## Problem details
Print, exactly as written, every line from the first line of the records below through the line containing "Since https://github.com/ros-visualization/rviz/pull/1180 fixes", and nothing further.

## Collected data
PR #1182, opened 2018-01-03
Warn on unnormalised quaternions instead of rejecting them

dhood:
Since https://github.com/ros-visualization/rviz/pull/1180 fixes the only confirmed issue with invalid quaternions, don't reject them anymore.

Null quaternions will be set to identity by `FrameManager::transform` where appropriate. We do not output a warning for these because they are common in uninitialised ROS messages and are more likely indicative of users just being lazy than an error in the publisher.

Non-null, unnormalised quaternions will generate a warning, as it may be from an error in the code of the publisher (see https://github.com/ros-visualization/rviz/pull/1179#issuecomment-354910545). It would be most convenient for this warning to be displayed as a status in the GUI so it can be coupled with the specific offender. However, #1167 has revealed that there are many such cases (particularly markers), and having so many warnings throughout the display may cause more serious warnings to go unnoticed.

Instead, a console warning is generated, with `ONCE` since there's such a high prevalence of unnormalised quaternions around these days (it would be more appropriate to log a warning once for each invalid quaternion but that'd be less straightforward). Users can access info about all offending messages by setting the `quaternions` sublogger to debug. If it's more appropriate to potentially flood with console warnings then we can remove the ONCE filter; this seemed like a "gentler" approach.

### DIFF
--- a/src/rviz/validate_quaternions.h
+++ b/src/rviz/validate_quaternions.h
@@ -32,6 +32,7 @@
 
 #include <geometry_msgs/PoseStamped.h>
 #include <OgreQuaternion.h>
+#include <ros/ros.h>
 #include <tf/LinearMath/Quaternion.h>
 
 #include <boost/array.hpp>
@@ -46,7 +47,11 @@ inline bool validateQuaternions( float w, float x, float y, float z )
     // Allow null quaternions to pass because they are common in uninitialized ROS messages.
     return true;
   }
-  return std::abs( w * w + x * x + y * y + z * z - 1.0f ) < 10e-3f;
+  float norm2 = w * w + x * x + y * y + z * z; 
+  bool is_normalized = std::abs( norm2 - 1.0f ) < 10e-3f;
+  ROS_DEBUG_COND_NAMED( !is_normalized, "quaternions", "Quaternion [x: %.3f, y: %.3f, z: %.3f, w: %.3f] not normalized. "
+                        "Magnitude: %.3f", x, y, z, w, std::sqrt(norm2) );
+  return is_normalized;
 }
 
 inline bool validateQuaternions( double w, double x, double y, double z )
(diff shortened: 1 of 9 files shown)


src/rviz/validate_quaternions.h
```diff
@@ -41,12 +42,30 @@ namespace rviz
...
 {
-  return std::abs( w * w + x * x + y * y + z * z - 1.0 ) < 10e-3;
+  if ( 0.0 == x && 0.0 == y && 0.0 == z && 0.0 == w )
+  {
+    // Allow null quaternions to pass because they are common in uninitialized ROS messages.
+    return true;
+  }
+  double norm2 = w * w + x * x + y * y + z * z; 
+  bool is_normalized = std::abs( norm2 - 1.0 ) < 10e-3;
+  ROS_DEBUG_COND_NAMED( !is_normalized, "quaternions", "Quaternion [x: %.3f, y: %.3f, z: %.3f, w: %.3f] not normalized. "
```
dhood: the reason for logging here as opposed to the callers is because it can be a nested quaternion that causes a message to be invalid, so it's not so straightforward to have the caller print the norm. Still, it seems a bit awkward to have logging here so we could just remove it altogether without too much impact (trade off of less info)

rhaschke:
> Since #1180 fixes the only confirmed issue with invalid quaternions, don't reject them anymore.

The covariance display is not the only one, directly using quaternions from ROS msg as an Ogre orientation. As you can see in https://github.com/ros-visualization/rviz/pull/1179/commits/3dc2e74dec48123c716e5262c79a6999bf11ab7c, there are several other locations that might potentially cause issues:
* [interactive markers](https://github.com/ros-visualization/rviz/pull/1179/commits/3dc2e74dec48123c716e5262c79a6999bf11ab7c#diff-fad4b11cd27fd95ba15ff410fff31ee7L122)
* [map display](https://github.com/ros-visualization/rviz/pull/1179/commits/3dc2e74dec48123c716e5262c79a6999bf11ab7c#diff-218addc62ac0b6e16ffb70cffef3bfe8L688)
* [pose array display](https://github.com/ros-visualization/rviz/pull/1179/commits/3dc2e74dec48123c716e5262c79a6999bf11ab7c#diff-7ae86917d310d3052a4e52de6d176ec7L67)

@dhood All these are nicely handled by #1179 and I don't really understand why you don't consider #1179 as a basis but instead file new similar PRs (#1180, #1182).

## Solution to the problem
PR #1182, opened 2018-01-03
Warn on unnormalised quaternions instead of rejecting them

dhood:
Since https://github.com/ros-visualization/rviz/pull/1180 fixes the only confirmed issue with invalid quaternions, don't reject them anymore.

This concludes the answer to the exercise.